One aspect of the war in Ukraine is often forgotten by Western analysts, says Juliet Samuel in The Sunday Telegraph: it is a conflict “with an overwhelmingly religious and cultural dimension”. Over the years, Vladimir Putin has become a leader “beloved by the Russian Orthodox Church”. He has cast the Ukrainian government as “a malignant tool of Satanic and degenerate Western forces”, with his attempted takeover of the country “the start of a great revival of the ancient Russian civilisation”.

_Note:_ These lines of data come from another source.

PR #3118, opened 2026-04-24
GO-53 feat(import): Giving the Heart a "Pair of Glasses" to see its own Space

barissalihbabacan:
## The "Data Smuggler" Chronicles

First, a confession: I’m a Junior developer with a background in hardware and networking, which means I’m used to things just... connecting. But migrating my life from Obsidian to Anytype felt like a survival horror game. Between my `[[Char]]` links being ghosted and the engine ignoring empty files, I spent my weekend as a "ZIP-injection specialist"—basically a data smuggler—manually hacking ZIP files to convince Anytype that my existing data actually exists.

I’ve been warning you about this "mention-blindness" and the destructive nature of the current serialization layer for a month now in Issue #53, but since the UTF-8 offsets are still shifting and my mentions are still dying, I decided to take the scalpel and perform the "Heart" surgery myself.

## "Trust our Code, not our Words"

Your manifesto states: *"Trust our code, not our words."* I took that literally. I looked at the code, verified the logic, and found that it was failing the very autonomy and "Local-first" philosophy it promises to protect.

Right now, the import engine treats a temporary ZIP bundle or an API stream as the only reality. It completely ignores the actual Single Source of Truth (SSOT): The Space itself. Having a "Local-first" engine act completely blind to its own local database feels like an architectural prank. I love the strictness (congrats on manifesting the soul of TypeScript into a whole app philosophy! 👏), but maybe we can be a little less hermit-like? If the data is already in the Space, why are we pretending it's missing?

### What this PR actually does (to save our collective sanity):

Instead of the engine immediately throwing its hands up and shouting `_missing_object` when a reference is missing from an import bundle, this PR introduces a "groundbreaking" concept: **Checking the local database first.**

* **The Logic:** In `core/block/import/common/common.go`, I've updated `handleTextBlock()` (and seeded existing IDs) to check if the `mark.Param` is a valid CID before giving up. 
* **The Result:** If the object already exists in the Space, we preserve its original ID in the parsed mention, maintaining the native Relation/Mention UI. If it’s truly nowhere to be found, then it gets the standard `addr.MissingObject` treatment.
* **Impact:** This fixes the broken link drama for ZIP, API, and MCP incremental imports all at once. No more manual ZIP-hacking required to simply mention an existing Character or Topic.

## Conclusion

I’ve bridged the gap between the Import Engine and the Space. It turns out that letting the engine talk to the database isn't as dangerous as the "Separation of Concerns" police might think—it actually makes the app usable for power users and automation scripts.

I’m just a Junior dev who spent 5 minutes thinking about a "wild" idea that apparently 30+ seniors missed: Looking at the data we already have.

You're welcome. 😉
*Don't hate the player, hate the game.*

**Related Issues:**
Fixes the root cause of logic discussed in #53 (Mention-blindness during object creation/import via API/ZIP).

### DIFF
--- a/core/block/import/common/common.go
+++ b/core/block/import/common/common.go
@@ -249,7 +249,15 @@ func handleTextBlock(oldIDtoNew map[string]string, block simple.Block, st *state
 		}
 		newTarget := oldIDtoNew[mark.Param]
 		if newTarget == "" {
-			newTarget = addr.MissingObject
+			// If the param looks like a valid CID, preserve it as-is.
+			// This allows mentions to reference existing objects in the space
+			// that may not be in the import package (e.g., incremental imports).
+			_, err := cid.Decode(mark.Param)
+			if err == nil {
+				newTarget = mark.Param
+			} else {
+				newTarget = addr.MissingObject
+			}
 		}
 
 		marks[i].Param = newTarget
--- a/core/block/import/processor.go
+++ b/core/block/import/processor.go
@@ -198,9 +198,20 @@ func (p *importProcessor) initConversionFields(converterResponse *common.Respons
 	p.converterResponse = converterResponse
 	p.errors = errors
 	p.oldIDToNew = make(map[string]string, len(converterResponse.Snapshots))
+	p.seedExistingSpaceObjects()
 	p.createPayloads = make(map[string]treestorage.TreeStorageCreatePayload, len(converterResponse.Snapshots))
 	p.relationKeysToFormat = make(map[domain.RelationKey]int32, len(converterResponse.Snapshots))
 	return nil
+}
+
+func (p *importProcessor) seedExistingSpaceObjects() {
+	ids, err := p.deps.objectStore.SpaceIndex(p.request.SpaceId).ListIds()
+	if err != nil {
+		return
+	}
+	for _, id := range ids {
+		p.oldIDToNew[id] = id
+	}
 }
 
 func (p *importProcessor) createObjects(ctx context.Context) (map[string]*domain.Details, string) {


barissalihbabacan:

barissalihbabacan:
recheck

deff7:
Don't you think the tone of your PR description is a little inappropriate? 

Check our https://github.com/anyproto/.github/blob/main/docs/CODE_OF_CONDUCT.md

barissalihbabacan:
> Don't you think the tone of your PR description is a little inappropriate?
> 
> Check our https://github.com/anyproto/.github/blob/main/docs/CODE_OF_CONDUCT.md

@deff7,

Thanks for the reminder. If my tone came across as inappropriate or disrespectful to the team, I sincerely apologize.

My frustration leaked into the description because I literally lost nearly 14 days of my life manually recovering 3,579 broken mentions just to migrate my novel's world-building data from Obsidian to Anytype. The humor and edge in my description were a direct result of experiencing that level of severe UX friction. My critique is aimed at the architecture's strictness, not the people behind it. I am happy to update the PR description to be strictly technical.

However, moving past the tone, I genuinely want to understand the architectural rationale here. Why is the Import Engine intentionally designed to be isolated from the Space's current state?

1. SOC (Separation of Concerns) vs. Isolation of Modules:
I understand the need for SOC—the import engine shouldn't care how the data is stored. But SOC shouldn't mean the engine is forbidden from asking what is already there. Forcing the engine to be completely "context-blind" to the local database results in those 3,500+ broken relations and _missing_object_ spam. It shifts the entire burden of reconciliation onto the user.

2. The SSOT (Single Source of Truth) Paradox:
In a "Local-first" app, the local Space is the ultimate SSOT. By treating a temporary ZIP bundle or API stream as the absolute reality and ignoring the existing local objects, aren't we compromising the very SSOT we are trying to protect?

I’m asking this as an author and power user who pushed the engine to its limits. Is there a specific security or architectural danger to allowing the Import layer to perform a simple CID check against the existing Space to preserve relational integrity?

I'd really appreciate a technical deep dive into this, because this "blindness" is a massive blocker for anyone trying to build or migrate a serious, interconnected database.

PR #3122, opened 2026-04-27
GO-7145 Index Object text marks as outgoing links

ra3orblade:
## Summary
- Backlinks were updating correctly for `BlockContentTextMark_Mention` marks but not for `BlockContentTextMark_Object` marks. Inline-object text marks reference other objects the same way mentions do, but `collectOutgoingLinks` skipped them, so the target object's `backlinks` relation never picked them up.
- Fix in `core/block/editor/smartblock/smartblock.go` — treat `BlockContentTextMark_Object` the same as `BlockContentTextMark_Mention` when collecting outgoing links from text blocks. This matches the existing handling in `core/block/simple/text/text.go` (`FillSmartIds`, `HasSmartIds`, `ReplaceLinkIds`), which already covers both mark types.
- Added a `collect link from text object mark` subtest to `TestSmartBlock_CollectOutgoingLinks` mirroring the existing mention case.

## Test plan
- [x] `go test ./core/block/editor/smartblock/ -run TestSmartBlock_CollectOutgoingLinks -count=1`
- [ ] Manual: create object A with an inline-object mark pointing to object B; confirm B's backlinks relation now includes A.

### DIFF
--- a/core/block/editor/smartblock/smartblock.go
+++ b/core/block/editor/smartblock/smartblock.go
@@ -1482,9 +1482,11 @@ func (sb *smartBlock) collectOutgoingLinks(st *state.State) []OutgoingLink {
 		}
 
 		if text := blockModel.GetText(); text != nil && text.Marks != nil {
-			// Extract mentions from text marks
 			for _, mark := range text.Marks.Marks {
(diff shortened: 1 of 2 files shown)


sashagood:
Tested manually. This does not resolve the issue, so it will be reopened by the team.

Putin is rumoured to have been introduced to Christianity by Father Tikhon, an Orthodox priest described by one Russia expert as “a very conservative cleric with an imperial mindset”. In 2008 Tikhon released a documentary claiming that the Byzantine empire collapsed because it failed to stay true to the Orthodox faith. The film was a “runaway success”, and in 2013 “Putin himself took part in a state-produced follow-up”. In a 2021 essay, the Russian president wrote that Ukrainians have “called themselves Russians and Orthodox Christians” since “time immemorial”.
If there’s a philosophy Putin follows, it’s that of Russian thinker Ivan Ilyin. A conservative exiled in 1922 from communist Russia because of his opposition to the Bolsheviks, Ilyin saw in Mussolini and Hitler “models for the reinvention of a new Russian tsarism, in which a strong leader could abolish the individuality of his people and bind them into one spiritual, collective whole”. In 2005, Putin had Ilyin’s body dug up from its burial place in Switzerland and reinterred in Moscow. Ahead of his invasion of Crimea in 2014, he reportedly had a copy of Ilyin’s writing sent to senior Russian officials and regional governors.
Unfortunately, Putin “appears to have spent too much time drinking his own Kool-Aid”. He has convinced himself that Russians and Ukrainians really are bound together by ancient religious and cultural ties – and that if he could retake Ukraine, “the lost Russians of Kyiv would soon come flocking back to the bosom of the motherland”. It hasn’t worked out like that.